CRISPR-Cas9 (clustered regularly interspaced short palindromic repeats-CRISPR associated Protein 9), basically a bacterial immune system is now widely applicable to engineer genomes of a number of cells and organisms because of its simplicity and robustness. In research avenue the system has been optimized to regulate gene expression, modify epigenome and edit target locus.

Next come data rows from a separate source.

PR #34251, opened 2021-08-13
fixed version checks for force logout

paynejacob:

Fixed how we decide to force a logout. All users will be logged out in ONLY the following cases:
- if the current rancher version is an rc or release and the target version is greater than the last force logout
- if the current rancher version is a `*-head` build and the last force logout version does not match the current version

### DIFF
--- a/go.mod
+++ b/go.mod
@@ -134,6 +134,7 @@ require (
 	github.com/yvasiyarov/gorelic v0.0.7 // indirect
 	github.com/yvasiyarov/newrelic_platform_go v0.0.0-20160601141957-9c099fbc30e9 // indirect
 	golang.org/x/crypto v0.0.0-20210711020723-a769d52b0f97
+	golang.org/x/mod v0.4.0
 	golang.org/x/net v0.0.0-20210315170653-34ac3e1c2000
 	golang.org/x/oauth2 v0.0.0-20201208152858-08078c50e5b5
 	golang.org/x/sync v0.0.0-20201207232520-09787c993a3a
--- a/pkg/rancher/migrations.go
+++ b/pkg/rancher/migrations.go
@@ -7,6 +7,7 @@ import (
 	rancherversion "github.com/rancher/rancher/pkg/version"
 	controllerv1 "github.com/rancher/wrangler/pkg/generated/controllers/core/v1"
 	"github.com/sirupsen/logrus"
+	"golang.org/x/mod/semver"
 	v1 "k8s.io/api/core/v1"
 	k8serror "k8s.io/apimachinery/pkg/api/errors"
 	metav1 "k8s.io/apimachinery/pkg/apis/meta/v1"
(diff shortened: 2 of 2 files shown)


pkg/rancher/migrations.go
```diff
@@ -39,9 +40,21 @@ func forceUpgradeLogout(configMapController controllerv1.ConfigMapController, to
 		}
 	}
 
-	// we only want to migrate if the previous installation was earlier than the migration version
+	// we do not migrate in development environments
+	if rancherversion.Version == "dev" {
+		return nil
+	}
+
+	// if no last migration is found we run
```
snasovich, line 48:
```suggestion
	// if no last migration is found we always run force logout
```

pkg/rancher/migrations.go
```diff
@@ -39,9 +40,21 @@ func forceUpgradeLogout(configMapController controllerv1.ConfigMapController, to
...
 	if lastMigration, ok := cm.Data[rancherVersionKey]; ok {
-		if lastMigration == "dev" || version.Compare(migrationVersion, lastMigration, "<=") {
+
+		// if a valid sem ver is found we only migrate if the version is less than the target version
+		if semver.IsValid(lastMigration) && semver.IsValid(rancherversion.Version) && version.Compare(migrationVersion, lastMigration, "<") {
```
snasovich, line 52: Could still use `<=` here. If versions are the same, we don't migrate. No need to leave it to the next step.

snasovich (approved):
Couple nits, otherwise LGTM

snasovich (approved):
LGTM, still need committer review

kinarashah (commented):
checks based on rancher version look good. I have a question on the logout flow itself tho, we seem to be deleting tokens first followed by storing the rancher version in the configmap. If the update errors out, we'd delete the tokens again, is that expected?

paynejacob:
@kinarashah yes that would be the case.  We had a previous pr to add logic to ensure that didn't happen but it was determined the logic was too complex for such an uncommon situation.  if rancher crashes during this part, it is crashing during the first startup after an upgrade and is likely in an unusable state anyway.

kinarashah:
I was thinking along the lines of error like an update conflict, but in that case we'd have seen the logs twice. I don't see that in the linked issue so looks good for now.

kinarashah (approved):

go.mod
```diff
@@ -134,6 +134,7 @@ require (
 	github.com/yvasiyarov/gorelic v0.0.7 // indirect
 	github.com/yvasiyarov/newrelic_platform_go v0.0.0-20160601141957-9c099fbc30e9 // indirect
 	golang.org/x/crypto v0.0.0-20210711020723-a769d52b0f97
+	golang.org/x/mod v0.4.0
```
dramich, line 137: This is pulling in a 4th semver package... can an existing be used?

dramich: Or we open an issue to get them consolidated

paynejacob: I would argue we should consolidate, looking at the other ones in here they are all the same.  I can reuse one but I will have to write a wrapper func to validate them.

dramich: Going with the official package seems like the best option anyways.

dramich (approved):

These applications make CRISPR/Cas9, a technology of choice to edit disease causing mutations as well as the epigenome more efficiently than ever before. Meanwhile its application in in vivo and ex vivo cells is encouraging the scientific community for more vigorous gene therapy and in clinical setups for therapeutic genome editing. Here we review the recent advances that CRISPR-Cas9 mediated genome editing has achieved and is reported in previous studies and address the challenges associated with it.

中文翻译：

---

使用最先进的技术治疗遗传疾病。

CRISPR-Cas9（成簇的定期间隔短回文重复序列-CRISPR 相关蛋白 9），基本上是一种细菌免疫系统，由于其简单性和稳健性，现在广泛适用于许多细胞和生物体的基因组工程。在研究方面，该系统已被优化以调节基因表达、修改表观基因组和编辑目标基因座。这些应用使 CRISPR/Cas9 成为一种编辑导致疾病的突变以及表观基因组的首选技术，比以往任何时候都更有效。同时，它在体内和离体细胞中的应用正在鼓励科学界进行更有力的基因治疗和治疗性基因组编辑的临床设置。